There's a mental health aspect to this too. Perhaps it's evolutionary. We know that safety and wellness depend on our taking charge of our environment. Because keeping destructive nature at bay can be a matter of life and death, disorder and dirt make us edgy and unhappy. And the converse is true too: having things clean and in order can make us happy, and can be very relaxing. So my thoughts went on, as sparkle returned to my windows and clarity to my house.

Then it was time to empty the living room completely of chairs and tables etc. And onto the clear open space of the floor we laid overlapping layers of rugs, covering the floor completely. It reminded me of my grandfather's apartment long ago, which, because he loved rugs and buying them and giving them away, was often three layers deep in rugs, a rotating population of richly coloured and patterned Persian and Caucasian rugs. It also looked like a prayer room, a place of airy ease, with cushions by the walls, and rugs nothing but rugs everywhere to sit or lie on: an invitation.

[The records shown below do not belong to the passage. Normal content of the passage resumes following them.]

PR #2591, opened 2025-01-10
[TTAHUB-3541] Add code coverage for src/services/recipient.js

kryswisnaskas:
## Description of change
Adds test coverage for src/services/recipient.js

image

## How to test
Verify the test coverage for src/services/recipient.js is above 90%

## Issue(s)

At last came time for the house concert, late on the sunny Sunday holiday weekend afternoon... People found their way in through the garden, took off their shoes, and the house filled with life and talk. Then it was time to start, so they found a place, each of them and made themselves comfortable on the rugs or perched on stools. The music - David, a master of the sarode, whose great long-time teacher Usted Ali Akhbar Khan died just last June, playing sarode, and Ravi Naimpally, arguably the leading tabla player in this part of Canada, on tabla - was astonishing. It was like an intense infinitely unwinding meditation, as they took us into a lovely long afternoon raga...and more ... Afterward, conversation with friends and visitors was easy and happy in the soft warm air of early evening, all of us transported to a new place and space by the music.

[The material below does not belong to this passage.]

PR #2655, opened 2025-02-14
[TTAHUB-3860] Prevent unnecessary throwing of error from grant update - CDI replacements

AdamAdHocTeam:
## Description of change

And now? Well now I have a house that is not just clean and airy, but also transformed by the music, given fresh life and breath and energy. Thank-you, all who helped and all who came, and especially, thank-you David.


POSTSCRIPTS:
ONE: Here is a link to David Trasoff and to his music.

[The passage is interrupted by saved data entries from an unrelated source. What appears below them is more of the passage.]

PR #2659, opened 2025-02-14
[TTAHUB-3912] Support multiple grant replacement and ensure all grants being replaced have the same region and recipient

AdamAdHocTeam:
## Description of change

So when looking into the CDI grant replacement code in updateGrantRecipients job. We currently were not supporting the updating of multiple grants becoming the single CDI replacement (many to one).

This change allows us to replace multiple grants with a CDI as long as they all have the same recipient and region id.

## How to test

TWO: Another week of agony and violence has unravelled in Thailand, with anger still at the boil, though the streets of Bangkok are calmer and clean-up has started. It's a huge toll this has taken on everyone, but especially on the poor. There's a comment in the Herald Tribune, republished today in the NYTimes, about it all, the larger picture, that points out that China which benefits from Thailand's loss of stability... (it's here), Thailand that has for a long time been an anchor of non-totalitarian and often democratic government in southeast Asia. Let's hope that the social and political fabric can get knitted together enough that people can move forward with hope and some confidence. It's not hclear ow things will unfold in the next months, but it will be bumpy, for sure. Fingers crossed.